On peut trouver de nombreuses explications au fait de vouloir cibler un hôpital. Ce pourrait par exemple être un acte de déstabilisation du pays, pour montrer les faiblesses de la protection de ses entités les plus précieuses. Mais pour le spécialiste de cybersécurité Nicolas Arpagian, il est plus probable qu'il s'agisse d'une attaque opportuniste.

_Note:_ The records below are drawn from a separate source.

PR #15, opened 2016-10-05
Extension point for exposing default branches

michaelneale:
Ticket: [JENKINS-38718](https://issues.jenkins-ci.org/browse/JENKINS-38718)

I believe this probably belongs in scm-api, as it is the common denominator that various systems share (github will have to implement this, but not git, as I don't think git has the concept of a default branch, but github does, for example). 

Just opening for discussion...

### DIFF
--- a/src/main/java/jenkins/scm/api/SCMDefaultBranch.java
+++ b/src/main/java/jenkins/scm/api/SCMDefaultBranch.java
@@ -1,0 +1,18 @@
+package jenkins.scm.api;
+
+import hudson.ExtensionPoint;
+
+/**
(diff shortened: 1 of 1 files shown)


jglick:
Need at least one (preferably multiple) reference implementations, and at least one reference caller, as downstream PRs demonstrating end-to-end usage.

michaelneale:
agree... @jglick the main use for this is GUI related, are you aware of other needs for this?

stephenc:
:bug: I would prefer if the default branch was handled via the new Categorization API

michaelneale:
yes agree, closing this for that reason

PR #17, opened 2016-10-28
[FIXED JENKINS-39355] Various API improvements

stephenc:
See [JENKINS-39355](https://issues.jenkins-ci.org/browse/JENKINS-39355)

@reviewbybees 

Notes:
- There are no implementations of `SCMFileSystem` so we can safely break backwards compatibility.
- Examples of use PRs are in progress


jglick:
> Examples of use PRs are in progress

Still? Should be more meaningful to conduct a review of the API when there are some concrete implementations showing the new features in action.

jglick:
> we can safely break backwards compatibility

Would be wise to bump the version to 2.0 as an indication of this.

src/main/java/jenkins/scm/api/SCMSourceCategory.java
```diff
@@ -0,0 +1,188 @@
...
+import edu.umd.cs.findbugs.annotations.NonNull;
+import java.util.ArrayList;
+import java.util.List;
+import java.util.Map;
+import java.util.TreeMap;
+import jenkins.scm.impl.UncategorizedSCMSourceCategory;
+import org.jvnet.localizer.Localizable;
+
+/**
+ * Base class for categories of {@link SCMSource}, for example: repository, depot, vob, etc.
```
jglick: `VOB`

src/main/java/jenkins/scm/api/SCMSourceCriteria.java
```diff
@@ -51,7 +51,7 @@
     /**
      * A probe for a branch candidate. Inspectors can tell whether a file path exists.
      */
-    static abstract class Probe implements Serializable {
+    abstract class Probe implements Serializable {
```
jglick: Did you really need to make this non`static`? Will break serial form for sure, and maybe binary compatibility too.

If you really need a reference to `SCMSourceCriteria` for some reason, it is better to introduce an explicit, nullable field with an injector method, so that you can consciously control compatibility issues.

src/main/java/jenkins/scm/api/SCMSourceDescriptor.java
```diff
@@ -44,6 +48,15 @@
 public abstract class SCMSourceDescriptor extends Descriptor<SCMSource> implements IconSpec {
 
     /**
+     * The set of {@link SCMHeadCategory} singletons for this type of {@link SCMSource}
+     *
+     * @see #getCategories()
+     * @since FIXME
+     */
+    @GuardedBy("this")
+    protected transient Set<SCMHeadCategory> categories;
```
jglick: `private`

src/main/java/jenkins/scm/api/SCMSourceObserver.java
```diff
@@ -24,34 +24,59 @@
...
      * Provides a way of reporting progress.
+     *
      * @return a logger
      */
     @NonNull
     public abstract TaskListener getListener();
 
     /**
+     * Returns the subset of project names that this observer is interested in or {@code null} if
+     * interested in all project names.
```
jglick: What are “project names” in this context, exactly? `SCMHead.name`s? Encoded?

src/main/java/jenkins/scm/impl/TagSCMHeadCategory.java
```diff
@@ -0,0 +1,91 @@
...
+ * FITNESS FOR A PARTICULAR PURPOSE AND NONINFRINGEMENT. IN NO EVENT SHALL THE
+ * AUTHORS OR COPYRIGHT HOLDERS BE LIABLE FOR ANY CLAIM, DAMAGES OR OTHER
+ * LIABILITY, WHETHER IN AN ACTION OF CONTRACT, TORT OR OTHERWISE, ARISING FROM,
+ * OUT OF OR IN CONNECTION WITH THE SOFTWARE OR THE USE OR OTHER DEALINGS IN
+ * THE SOFTWARE.
+ *
+ */
+
+/*
+ * The MIT License
```
jglick: duplicated

src/main/java/jenkins/scm/impl/UncategorizedSCMHeadCategory.java
```diff
@@ -0,0 +1,65 @@
...
+    /**
+     * Constructs a {@link UncategorizedSCMHeadCategory} using the default naming.
+     */
+    public UncategorizedSCMHeadCategory() {
+        super(Messages._UncategorizedSCMHeadCategory_DisplayName());
+    }
+
+    /**
+     * Constructs a {@link UncategorizedSCMHeadCategory} with customized naming. Use this constructor when the generic
+     * naming is not appropriate terminology for the specific {@link SCMSource}'s naming of branches
```
jglick: Does not make sense. Why would you have a custom naming for something which by its nature represents things you do not know about?

src/main/java/jenkins/scm/impl/UncategorizedSCMSourceCategory.java
```diff
@@ -0,0 +1,65 @@
...
+    /**
+     * Constructs a {@link UncategorizedSCMSourceCategory} using the default naming.
+     */
+    public UncategorizedSCMSourceCategory() {
+        super(Messages._UncategorizedSCMSourceCategory_DisplayName());
+    }
+
+    /**
+     * Constructs a {@link UncategorizedSCMSourceCategory} with customized naming. Use this constructor when the generic
+     * naming is not appropriate terminology for the specific {@link SCMNavigator}'s naming of repositories.
```
jglick: Ditto.

src/test/java/jenkins/scm/api/MessagesTest.java
```diff
@@ -0,0 +1,138 @@
...
+ * FITNESS FOR A PARTICULAR PURPOSE AND NONINFRINGEMENT. IN NO EVENT SHALL THE
+ * AUTHORS OR COPYRIGHT HOLDERS BE LIABLE FOR ANY CLAIM, DAMAGES OR OTHER
+ * LIABILITY, WHETHER IN AN ACTION OF CONTRACT, TORT OR OTHERWISE, ARISING FROM,
+ * OUT OF OR IN CONNECTION WITH THE SOFTWARE OR THE USE OR OTHER DEALINGS IN
+ * THE SOFTWARE.
+ *
+ */
+
+/*
+ * The MIT License
```
jglick: several duplicates

src/test/java/jenkins/scm/api/MessagesTest.java
```diff
@@ -0,0 +1,138 @@
...
+import org.junit.experimental.theories.Theories;
+import org.junit.experimental.theories.Theory;
+import org.junit.runner.RunWith;
+
+import static org.hamcrest.Matchers.notNullValue;
+import static org.junit.Assert.assertThat;
+
+/**
+ * The code coverage for the generated Messages class doesn't matter, so this test stops them from dragging the coverage
+ * down and results in a clearer measure of code coverage for the module.
```
jglick: Please delete, this is nonsense. Of course any plugin will have code which does not get coverage; that is something for humans and/or tools to deal with.

src/main/java/jenkins/scm/impl/ChangeRequestSCMHeadCategory.java
```diff
@@ -0,0 +1,66 @@
...
+/**
+ * Standard category for {@link ChangeRequestSCMHead} instances.
+ *
+ * @since FIXME
+ */
+public final class ChangeRequestSCMHeadCategory extends SCMHeadCategory {
+    /**
+     * Constructs a {@link ChangeRequestSCMHeadCategory} using the default naming.
+     */
+    public ChangeRequestSCMHeadCategory() {
```
jglick: Why is this in the `impl` package? Would not an SCM implementation wish to return this among others?

src/test/java/jenkins/scm/api/SCMHeadObserverTest.java
```diff
@@ -0,0 +1,138 @@
...
+        instance.observe(head1, revision1);
+        assertThat("Still observing before match", instance.isObserving(), is(true));
+        instance.observe(head2, revision2);
+        assertThat("Stops observing after selected observation", instance.isObserving(), is(false));
+        assertThat(instance.result(), is(revision2));
+    }
+
+    @Test
+    public void filter() throws Exception {
+
```
jglick: …?

src/test/java/jenkins/scm/impl/MessagesTest.java
```diff
@@ -0,0 +1,88 @@
...
+import org.junit.experimental.theories.Theories;
+import org.junit.experimental.theories.Theory;
+import org.junit.runner.RunWith;
+
+import static org.hamcrest.Matchers.notNullValue;
+import static org.junit.Assert.assertThat;
+
+/**
+ * The code coverage for the generated Messages class doesn't matter, so this test stops them from dragging the coverage
+ * down and results in a clearer measure of code coverage for the module.
```
jglick: Ditto.

src/test/java/jenkins/scm/impl/SingleSCMNavigatorTest.java
```diff
@@ -0,0 +1,124 @@
...
+import static org.mockito.Mockito.mock;
+import static org.mockito.Mockito.never;
+import static org.mockito.Mockito.times;
+import static org.mockito.Mockito.when;
+
+public class SingleSCMNavigatorTest {
+    @Test
+    public void getName() throws Exception {
+        Random entropy = new Random();
+        String name = "foo-" + entropy.nextLong();
```
jglick: Why does this need to be randomized?

src/test/java/jenkins/scm/impl/TagSCMHeadCategoryTest.java
```diff
@@ -0,0 +1,95 @@
...
+ * FITNESS FOR A PARTICULAR PURPOSE AND NONINFRINGEMENT. IN NO EVENT SHALL THE
+ * AUTHORS OR COPYRIGHT HOLDERS BE LIABLE FOR ANY CLAIM, DAMAGES OR OTHER
+ * LIABILITY, WHETHER IN AN ACTION OF CONTRACT, TORT OR OTHERWISE, ARISING FROM,
+ * OUT OF OR IN CONNECTION WITH THE SOFTWARE OR THE USE OR OTHER DEALINGS IN
+ * THE SOFTWARE.
+ *
+ */
+
+/*
+ * The MIT License
```
jglick: dupe

src/test/java/jenkins/scm/impl/UncategorizedSCMHeadCategoryTest.java
```diff
@@ -0,0 +1,120 @@
...
+ * FITNESS FOR A PARTICULAR PURPOSE AND NONINFRINGEMENT. IN NO EVENT SHALL THE
+ * AUTHORS OR COPYRIGHT HOLDERS BE LIABLE FOR ANY CLAIM, DAMAGES OR OTHER
+ * LIABILITY, WHETHER IN AN ACTION OF CONTRACT, TORT OR OTHERWISE, ARISING FROM,
+ * OUT OF OR IN CONNECTION WITH THE SOFTWARE OR THE USE OR OTHER DEALINGS IN
+ * THE SOFTWARE.
+ *
+ */
+
+/*
+ * The MIT License
```
jglick: dupe

src/test/java/jenkins/scm/impl/UncategorizedSCMSourceCategoryTest.java
```diff
@@ -0,0 +1,128 @@
...
+ * FITNESS FOR A PARTICULAR PURPOSE AND NONINFRINGEMENT. IN NO EVENT SHALL THE
+ * AUTHORS OR COPYRIGHT HOLDERS BE LIABLE FOR ANY CLAIM, DAMAGES OR OTHER
+ * LIABILITY, WHETHER IN AN ACTION OF CONTRACT, TORT OR OTHERWISE, ARISING FROM,
+ * OUT OF OR IN CONNECTION WITH THE SOFTWARE OR THE USE OR OTHER DEALINGS IN
+ * THE SOFTWARE.
+ *
+ */
+
+/*
+ * The MIT License
```
jglick: Yow, fix your IDE!

docs/implementation.adoc
```diff
@@ -0,0 +1,507 @@
+== Implementation Guide
```
jglick: Link to this from `README.md`.

docs/implementation.adoc
```diff
@@ -0,0 +1,507 @@
...
+
+The SCM API consists of a number of extension points:
+
+* The original `hudson.scm.SCM` extension point is responsible for:
+
+** performing checkouts from source control into a `FilePath`
+
+** calculating the changelogs between revisions
+
+** constructing the changelog parser
```
jglick: Though probably in the future we will need `SCMSource` to take over at least the second function; something like

```java
public abstract ChangeLogSet<?> diff(SCMRevision start, SCMRevision end);
```

docs/implementation.adoc
```diff
@@ -0,0 +1,507 @@
...
+
+* Git has a fairly direct mapping of concepts
+
+** `jenkins.scm.api.SCMHead` would represent the branches and tags in an individual Git repository
+
+** `jenkins.scm.api.SCMRevision` would represent the Git commit hash of each individual commit. Because Git commits are immutable, each `SCMRevision` is deterministic as if you ask to check out the same hash you will always get the same contents.
+
+** `jenkins.scm.api.SCMSource` would represent a single Git repository.
+
+** `jenkins.scm.api.SCMNavigator` would represent a collection of Git repositories - most likely all on the same server
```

"Les hôpitaux sont des acteurs économiques numérisés et interconnectés avec d'autres acteurs, comme n'importe quelle entreprise. En plus de cela, ce sont des organisations qui ont une gestion économe, et n'ont pas forcément les moyens dont peuvent disposer de grandes entreprises pour se protéger", développe-t-il. "L'hôpital de Dax été victime d'une attaque qui a certainement atteint d'autres entreprises, avec des systèmes similaires, et il ne s'agit probablement pas d'une attaque ciblée." 

Une hypothèse partagée par l'associé cybersécurité chez Wavestone Gérôme Billois, qui estime qu'une attaque visant à déstabiliser le pays aurait fait "plus de dégâts".

5. Pourquoi n'a-t-on pas encore trouvé le coupable ?

Comme toute enquête, une enquête sur une cyberattaque prend du temps. Les auteurs peuvent se trouver à différents endroits sur le globe, être "déconnectés humainement", explique Nicolas Arpagian. Les responsabilités peuvent aussi être multiples et les faits liés à d'autres fuites de données plus anciennes... 

"Il existe à Paris une section du parquet spécialisée dans la cybercriminalité, la section J3, et on peut mettre en œuvre des moyens au niveau international", explique l'avocate Sylvie Jonas. Mais il faut rester patient : résoudre ce type de dossier est l'affaire "de plusieurs mois, voire d'années", selon Gérôme Billois.

En attendant, l'hôpital de Dax va devoir examiner les données perdues et établir ce qui peut être récupéré. Ensuite, il sera de sa responsabilité de mieux protéger son système informatique, notamment en cloisonnant plus efficacement les différents services pour éviter qu'un virus ne se propage à nouveau de la sorte.